Trends in Ecological Risk Assessment

For more information, contact Joe Zupan at 512.329.5544.  

While the science of human health risk assessment has been steadily advancing over the past 15 years or so, assessing risks to ecological receptors is typically more complex and time-consuming, and the state of the art is not so advanced as for human receptors. The process for quantifying risk to either human or ecological receptors is more or less the same:

  1. 1. Identify chemicals (or ecological stressors) of concern;
  2. 2. Evaluate concentration and persistence of chemicals in source media;
  3. 3. Evaluate contaminant migration pathways;
  4. 4. Identify receptors and quantify exposure;
  5. 5. Evaluate toxicity of chemicals/stressors to receptors;
  6. 6. Quantify and characterize risk.

In the case of human health risk assessment, this process is somewhat simplified since only one "receptor species" is involved, and since there is more toxicity data for human health effects (even if gathered from the use of animal models) than for other species.

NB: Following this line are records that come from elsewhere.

PR #1452, opened 2024-02-22
[SQL] Change type inference for arithmetic operations

### LINKED ISSUE #1450: [SQL] Decimal multiplication panic
The following test causes a panic in Rust:
```
this.q("""
                SELECT 0.809 * 100;
                 result
                ---------
                80.9""");
```
```
called `Result::unwrap()` on an `Err` value: Runtime(WorkerPanic { panic_info: [(0, WorkerPanicInfo { message: Some("cannot represent 100 as DECIMAL(4, 3): precision of DECIMAL type too small to represent value"), 
```

mihaibudiu:

Fixes #1450

### DIFF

As an example, toxicity data for the effects of cadmium in soil on a specific perennial grass or an earthworm may be nonexistent, and must be extrapolated from data based on other species. In addition to this lack of data, the broader context of ecological receptors includes a consideration of so called "communities," "feeding guilds," and selection of "representative species." This complexity is also sometimes described as the "food web," a term that implies an interlocking pattern of "food chains."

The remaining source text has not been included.